Kokomo Tribune; Kokomo, Indiana

Local News

November 16, 2012

Kokomo success story Bob Knowling returns home

Kokomo — Bob Knowling remembered his first-grade teacher taking pity on his single pair of loose-soled shoes and quietly giving him a new pair of Buster Browns one day after class. He remembered his mother crying about those new shoes. He remembered catching catfish and bass in Wildcat Creek with his father as a child to help feed his large family. He remembered pulling a wagon to the welfare office to pick up flour and processed meat and peanut butter and cheese. He remembered when a man made a scathing comment about his mother begging, that they never went to the welfare office again.

Most notably, though, he remembered the Kokomo YMCA — his “second home.” When his mother told her flock of children that they could go to the Y and simply needed to enroll, he took off running. In more ways than one, the Kokomo facility kept him afloat in difficult times.

“One day, some older kids tossed me into the deep end of the pool and I immediately sank and started swallowing water,” he writes in his book. “I started to swim and I have never stopped.”

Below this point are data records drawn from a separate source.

PR #871, opened 2017-03-03
varLib.interpolate_layout test

miguelsousa:
This is meant to be the beginning of stress-testing the support for GSUB and GPOS merging. Currently it only contains one basic GSUB test. I'd like for these changes to get reviewed and merged before introducing GPOS tests that make merging fail.


anthrotype:
LGTM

Wednesday, many years and countless experiences later, Knowling came back home. Now the chairman of consulting firm Eagles Landing Partners and past CEO of companies like Telwares, SimDesk Technologies and Covad Communications, Knowling has a resume studded with both accomplishments and downfalls — like being pushed out of his job at Covad when the company floundered amid the dot-com bubble burst.

Knowling visited the YMCA Wednesday to speak to HUDDLE, a men’s Bible study group that meets weekly, and sign copies of his book, “You Can Get There From Here: My Journey from Struggle to Success.” More than 200 men attended. In the evening, he spoke at a private event for staff and volunteers for the YMCA, as well as community leaders.

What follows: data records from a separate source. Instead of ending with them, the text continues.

PR #876, opened 2017-03-06
[varLib tests] Test for interpolatable.py

miguelsousa:
@anthrotype this test requires an additional package. Is this how to set it up?

### DIFF
--- a/Tests/varLib/interpolatable_test.py
+++ b/Tests/varLib/interpolatable_test.py
@@ -1,0 +1,78 @@
+from __future__ import print_function, division, absolute_import
+from fontTools.misc.py23 import *
+from fontTools.ttLib import TTFont
+from fontTools.varLib.interpolatable import main as interpolatable_main
+import os
+import shutil
+import sys
+import tempfile
+import unittest
+
+
+class InterpolatableTest(unittest.TestCase):
+    def __init__(self, methodName):
+        unittest.TestCase.__init__(self, methodName)
+        # Python 3 renamed assertRaisesRegexp to assertRaisesRegex,
+        # and fires deprecation warnings if a program uses the old name.
+        if not hasattr(self, "assertRaisesRegex"):
+            self.assertRaisesRegex = self.assertRaisesRegexp
+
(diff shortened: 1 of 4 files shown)


Tests/varLib/interpolatable_test.py
```diff
@@ -0,0 +1,78 @@
...
+        suffix = '.ttf'
+        ttx_dir = self.get_test_input('master_ttx_interpolatable_ttf')
+
+        self.temp_dir()
+        ttx_paths = self.get_file_list(ttx_dir, '.ttx', 'TestFamily2-')
+        for path in ttx_paths:
+            self.compile_font(path, suffix, self.tempdir)
+
+        ttf_paths = self.get_file_list(self.tempdir, suffix)
+        self.assertIsNone(interpolatable_main(ttf_paths))
```
anthrotype: but.. what is this testing? Simply that `main` completes?
you know, I think it's a bit premature to add tests for this module, it's still very much a work in progress, Behdad may wish to complete it before we sanction the current API with tests like these.

miguelsousa: It's testing that it completed without errors. 
OK, I'll stash it for later.

behdad:
> but.. what is this testing? Simply that main completes?

That would be useful test still.

> you know, I think it's a bit premature to add tests for this module, it's still very much a work in progress, Behdad may wish to complete it before we sanction the current API with tests like these.

That's definitely true, but so is all of varLib!

behdad:
> before we sanction the current API with tests like these.

FWIW I never intended for `varLib.interpolate_layout` to remain a module. It was just where I put the code and one day fontmake started using it. I understand working in branch and what not, but when something takes a year to finish on and off, branches are not that helpful.

miguelsousa:
Cosimo, can you take what I submitted and make the necessary changes? Thank you.

anthrotype:
ok, some tests

anthrotype:
ok, having some tests is always better than having none :)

The businessman has spoken in front of crowds of 20,000 people. He’s met with heads of state in Brunei, Singapore and Thailand.

“I have not been in any environment where I have ever felt nervous,” he said.

But returning here to the YMCA was a different story. He credits the facility with teaching him character, values and Christianity.

“My stomach has been knotted up since Monday about coming home,” he said to the HUDDLE crowd. “I am so humbled to be in your presence.”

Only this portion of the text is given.